Endoscopy in inflammatory bowel diseases during the COVID-19 pandemic and post-pandemic period
We highlight different scenarios in which endoscopy should still be performed urgently in patients with IBD, as well as recommendations regarding the use of personal protective equipment.
Infection with severe acute respiratory syndrome coronavirus 2 (SARS-CoV-2), leading to coronavirus disease 2019 (COVID-19), was declared an official pandemic by WHO on March 11, 2020, at which point infections had been reported in 114 countries. As of April 1, 2020, there had been 823 626 cases of COVID-19 reported worldwide. COVID-19 is caused by SARS-CoV-2, a RNA virus belonging to the family of Coronaviridae that was first detected in Wuhan, China, in December, 2019. The main symptoms are sore throat, fever, cough, dyspnoea, sputum production, myalgia, fatigue, and headache. Diarrhoea is reported as a COVID-19-associated symptom in 2·0–35·6% of patients, alongside nausea or vomiting (1·0–17·3%). Other atypical symptoms may include loss of sense of smell or taste. The cell entry receptor ACE2 appears to mediate the entry of SARS-CoV-2, and is not only highly expressed in the lung cells, but also throughout the gastrointestinal tract; moreover, ACE2 is important in controlling intestinal inflammation, the disruption of which may lead to diarrhoea.
Given the chronic nature of inflammatory bowel diseases (IBD) and the medications used to treat them, there is concern that patients with IBD may be at increased risk of infection or poorer disease course. This, together with the need to alter health-care utilisation during the pandemic, has led to rationing of endoscopic resources in this patient population. However, there are currently no specific endoscopic recommendations for patients affected by IBD based on direct evidence in the midst of the pandemic. Patients with IBD have been recommended to follow the general public health measures outlined by the WHO.
Patients with IBD, especially those on systemic corticosteroids, thiopurine, and biologics, are considered to be moderate-to-high risk patients who are susceptible to COVID-19 and its complications. The general strategy expressed by the British Society of Gastroenterology (BSG), the International Organization for the study of Inflammatory Bowel Disease (IOIBD), the European Crohn’s and Colitis Organisation (ECCO), and the Crohn’s and Colitis Foundation of America (CCFA) is to reduce contact with health-care settings and thus possible exposure to COVID-19: all non-essential endoscopic procedures including colon cancer screening and those for patients with suspected gastrointestinal cancers have been cancelled, as these represent a risk for both patients and health-care personnel in an overstretched health-care environment. Only emergency endoscopies are permitted. Therefore, before carrying out a diagnostic or therapeutic endoscopic examination in patients with IBD, the risks and benefits of performing the endoscopic procedure should be considered. It is important to ensure that the procedure is necessary and urgent. Candidate patients should be carefully selected, weighing the risks of transmission for patients and health-care professionals, and of making a trained endoscopy team available.

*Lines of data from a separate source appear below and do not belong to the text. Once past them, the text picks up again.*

Issue #6851, opened 2026-05-19
Opt-in --media-scan to make pushed images/videos appear in the gallery


eret9616:
- [x] I have checked that a similar feature request does not already exist.

**Is your feature request related to a problem?**

Dragging a file into the scrcpy window runs `adb push` and stops there. The gallery never sees it because:

1. `adb push` is just a filesystem write — MediaStore is never notified.
2. Most vendor galleries (MIUI, ColorOS, OneUI, Huawei) only show files from a fixed directory list. `/sdcard/Download/` (scrcpy's default push target) isn't on that list; `/sdcard/Pictures/` and `/sdcard/Movies/` usually are.

End result: even a freshly pushed image stays invisible until the user opens a file manager and triggers a scan by hand.

**Solution**

An opt-in `--media-scan` flag that:

- routes image extensions (jpg, png, heic, webp, …) to `/sdcard/Pictures/` and video extensions (mp4, mkv, mov, …) to `/sdcard/Movies/` when `--push-target` is not set; other files keep `/sdcard/Download/`
- after each successful push runs `cmd media_scanner scan-file <remote>` (Android 8+), falling back to `am broadcast -a android.intent.action.MEDIA_SCANNER_SCAN_FILE -d file://<remote>` on ROMs where the shell service is missing (OnePlus Android 13 / ColorOS confirmed — returns `cmd: Can't find service: media_scanner`)
- explicit `--push-target` keeps full control of the destination, scan still triggered there

Default off — no behavior change for existing users.

**Alternatives considered**

- Drag-into-window → paste image: blocked. scrcpy runs as shell uid on the device, can't register a ContentProvider, so the clipboard route isn't available.
- Always scan regardless of flag: risks unexpected side effects on `Download/` contents. Opt-in keeps it predictable.

**Implementation**

Working branch on `dev`: https://github.com/eret9616/scrcpy/tree/feat/media-scan-on-push
Tested on OnePlus PGZ110 / Android 13. Will send PR if direction is OK.

Related: #6200

Issue #6200, opened 2025-07-02
Why pictures not showing in gallery after dragging into scrcpy android？


hide-and-seek123:
I could see the pictures in /sdcard/DCIM/Camera, to where I transferred pictures from my PC, but I just can't find them in my gallery. Even after renaming them to something like IMG_xxx, they still don't show up, I also can't find them when when trying to send these pictures in apps. I think the fact that they're missing from the gallery explains this.

eret9616:
Vendor galleries only index a fixed set of folders and need MediaStore to know about the file. `adb push` does neither, so dragged-in images never show up.

Sent a patch as an opt-in `--media-scan`:

- routes images to `/sdcard/Pictures/` and videos to `/sdcard/Movies/` when `--push-target` isn't set
- runs `cmd media_scanner scan-file` after push, with `am broadcast MEDIA_SCANNER_SCAN_FILE` as fallback (OnePlus / ColorOS strips the `media_scanner` shell service — first call returns `Can't find service`)
- explicit `--push-target` keeps current behavior

Tested on OnePlus Android 13. Default off.

Branch: https://github.com/eret9616/scrcpy/tree/feat/media-scan-on-push

PR #6852, opened 2026-05-19
Add --media-scan to register pushed files with MediaStore

eret9616:
Refs #6851 (also discussed in #6200).

Pushed files (especially images dragged into the window) don't show in the gallery: MediaStore isn't notified and most vendor galleries filter `/sdcard/Download/` out. See the linked issue for the full reasoning.

This adds an opt-in `--media-scan`:

- routes image/video extensions to `/sdcard/Pictures/` and `/sdcard/Movies/` when `--push-target` is not set
- runs `cmd media_scanner scan-file` after each push (Android 8+), with `am broadcast MEDIA_SCANNER_SCAN_FILE` as fallback for ROMs that strip the shell service (OnePlus / ColorOS confirmed — first call returns `Can't find service`)
- explicit `--push-target` keeps full control
- default off, no behavior change for existing users

Tested on OnePlus PGZ110 (Android 13), drag-and-drop a `.png` shows up in the gallery within seconds.

### DIFF
--- a/server/src/main/java/com/genymobile/scrcpy/control/Controller.java
+++ b/server/src/main/java/com/genymobile/scrcpy/control/Controller.java
@@ -3,6 +3,7 @@ package com.genymobile.scrcpy.control;
 import com.genymobile.scrcpy.AndroidVersions;
 import com.genymobile.scrcpy.AsyncProcessor;
 import com.genymobile.scrcpy.CleanUp;
+import com.genymobile.scrcpy.FakeContext;
 import com.genymobile.scrcpy.Options;
 import com.genymobile.scrcpy.device.Device;
 import com.genymobile.scrcpy.display.DisplayInfo;
@@ -23,7 +24,10 @@ import com.genymobile.scrcpy.wrappers.InputManager;
 import com.genymobile.scrcpy.wrappers.ServiceManager;
 
 import android.content.Intent;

The characteristics of SARS-CoV-2 and its transmission make endoscopy a potential route for infection, and all endoscopies should be considered aerosol-generating procedures. Coughing, gagging, and retching can occur during upper endoscopy while passing flatus and pathogen-containing liquid stools can happen in colonoscopy. A prospective study has demonstrated that endoscopists are exposed to infectious particles during gastrointestinal procedures without recognising being exposed. In addition, SARS-CoV-2 may be detectable in stool for several weeks even after clinical recovery, although whether stool shedding of viral particles can transmit infection is, at present, unclear. It is not always clear when an endoscopy should be considered as urgent and needs to be performed in patients with IBD. We considered four different urgent scenarios that could necessitate endoscopy: confirmation of a new diagnosis, especially in a moderate-to-severe scenario when biologics may be chosen as a first-line treatment, given that high-dose corticosteroids might increase the risk of an adverse outcome for COVID-19; a severe acute flare-up in patients with ulcerative colitis; partial bowel obstruction in patients with IBD, which could be secondary to neoplasia or ileocolonic anastomotic stricture; and cholangitis and jaundice in patients with known primary sclerosing cholangitis (PSC) with dominant bile duct stricture. We also propose an endoscopy plan for gradual return to normal service post-pandemic.
In certain urgent situations, such as perianal abscess or fistula, emergency examination under anaesthesia and drainage or seton placement is necessary and the colorectal surgeon will generally perform an on-table flexible sigmoidoscopy to assess the rectum. We have not discussed these situations for an IBD endoscopist. In all other situations, use of non-invasive biomarkers, cross-sectional imaging such as ultrasonography, or video capsule enteroscopy to support wise clinical examination might be able to postpone or replace endoscopic investigations in patients with IBD during the pandemic.